Collection entries
PR #673, opened 2015-12-07
Upgrade Travis CI settings

lukhnos:
The Travis CI jobs of my fork was reporting the following errors: [this job](https://travis-ci.org/lukhnos/j2objc/jobs/95389403) failed because Travis CI's default OS X image was still on Xcode 6.1, then after upgrading the setting [this job](https://travis-ci.org/lukhnos/j2objc/jobs/95399149) failed because it appears that `brew-cask` has now been part of the recent OS X images.

After those changes it now builds, but [this job](https://travis-ci.org/lukhnos/j2objc/jobs/95404176) didn't finish because it exceeded the maximum 50 minutes that Travis allows. Perhaps we could disable `make dist` for now and only run the tests?

### DIFF
--- a/.travis.yml
+++ b/.travis.yml
@@ -15,8 +15,8 @@ before_script:
   - scripts/osx-set-java.sh
 
 # Travis-CI kills the build after 50 minutes, so break it up into
-# smaller commands.
-script: make -j4 dist
+# smaller commands and only bulid two archs.
+script: J2OBJC_ARCHS="macosx iphone" make -j4 dist
 after_script:
   - make test_translator
   - make test_cycle_finder
--- a/.travis.yml
+++ b/.travis.yml
@@ -1,6 +1,7 @@
 # j2objc is a mixed-language project, but setting objective-c forces the OS to OSX.
 language: objective-c
 os: osx
+osx_image: xcode7.1
 
 env:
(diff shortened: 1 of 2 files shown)


tomball:
You mean just run the translator and maybe the cycle_finder tests? We could do that, but I'd like to avoid dropping the native build if we can avoid it.

Another way to cut down the build time is to only build one arch, maybe just macosx? That will verify that everything builds and JUnit tests can be run, though it won't catch any iOS-specific issues.

lukhnos:
@tomball Made a change in 57d9480d59bd7d5b9ba585ae2325391b88c5dc5a so that it builds `macosx` as well as `iphone`. I was hoping to also build `iphone64` so as to have a representative 64-bit iOS build, but that turned out to be one too many – the job still ran out of time.

My hope now is that the 64-bit OS X build suffices as a canary for any potential 64-bit-platform issues, and all other iOS-specific issues will be caught by the `iphone` build.

[The CI job for my branch](https://travis-ci.org/lukhnos/j2objc/builds/95440323) now finished in 36 minutes. I'll wait to see if [this PR's CI job](https://travis-ci.org/google/j2objc/builds/95440326) also finishes within that much time.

### Exercise goal
Copy out every line above where "commands" is present.

### Completed exercise
-# smaller commands.
+# smaller commands and only bulid two archs.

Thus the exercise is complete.